Washington, D.C. — Gig workers use apps like Venmo and PayPal to sell services and receive tips, while others use them to buy and sell things like couches and concert tickets or pay a neighbor to mow their lawn. In 2021, Democrats in Congress voted to step up IRS scrutiny of 44 million Americans who use one of these third-party payment platforms even if they only engaged in $600 of transactions for tax year 2022 and onward. However, the Biden-Harris Administration has put off implementing this new reporting requirement for two years to give Democrats political cover, tacitly acknowledging this scheme will be a massive burden on taxpayers.
“Taxpayers earning less than $200,000 a year will get stuck shouldering 90 percent of the burden of Democrats’ 1099K reporting scheme,” said House Committee on Ways and Means Chairman Jason Smith (MO-08). “In fact, it will operate like an additional tax on tips – making life harder for hair dressers, Uber drivers, and other gig workers just trying to make a living. The IRS is now playing politics with the new law, not only illegally delaying its implementation to shield Democrats from its terrible consequences, but also illegally adjusting the reporting threshold for tax year 2024. If even the IRS is afraid to implement this monster, then repealing it is just common sense.”
Key Facts:
- New Tax Burdens for Working American Families: According to the Joint Committee on Taxation, 90 percent of the tax burden of this policy would fall on filers that make less than $200,000. These workers, especially hair stylists, housecleaners, and others in the gig economy, are already trying to make ends meet in the Biden-Harris cost-of-living crisis.

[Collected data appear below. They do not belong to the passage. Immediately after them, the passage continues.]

PR #342, opened 2018-06-23
Expose signal::signal_handler_disconnect

philn:


EPashkin:
@philn Thanks
👍

philn:
BTW why is this function not taking a reference like the others?

EPashkin:
Because disconnecting can be happened only one time

GuillaumeGomez:
So we all agree. Thanks @philn!

PR #343, opened 2018-06-24
Fix clippy warnings

EPashkin:
cc @GuillaumeGomez, @sdroege

### DIFF
--- a/src/main_context.rs
+++ b/src/main_context.rs
@@ -26,7 +26,7 @@ impl MainContext {
         }
     }
 
-    pub fn find_source_by_id(&self, source_id: SourceId) -> Option<Source> {
+    pub fn find_source_by_id(&self, source_id: &SourceId) -> Option<Source> {
         unsafe {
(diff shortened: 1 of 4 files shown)


src/main_context.rs
```diff
@@ -26,7 +26,7 @@ impl MainContext {
         }
     }
 
-    pub fn find_source_by_id(&self, source_id: SourceId) -> Option<Source> {
+    pub fn find_source_by_id(&self, source_id: &SourceId) -> Option<Source> {
```
EPashkin: @sdroege Strange why find want consume non-copy type

GuillaumeGomez:
👍

src/main_context.rs
GuillaumeGomez: That's very weird because I assume that we can get the `SourceId` from the `Source`. However, if no `Source` matches the `SourceId`, you just don't have the `SourceId` anymore... Maybe it is the purpose?

sdroege: Should be by reference, yes

sdroege:
Looks good to me

GuillaumeGomez:
Thanks!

- Ignoring the Law Means More Uncertainty: Americans have no idea when the law will go into effect, because the IRS keeps making things up. The law did not give the IRS room to delay or change the 1099-K reporting threshold, yet in November 2023, the IRS announced yet another delay in implementation as well as a plan – never authorized by law – to change the reporting threshold to $5,000 for tax year 2024.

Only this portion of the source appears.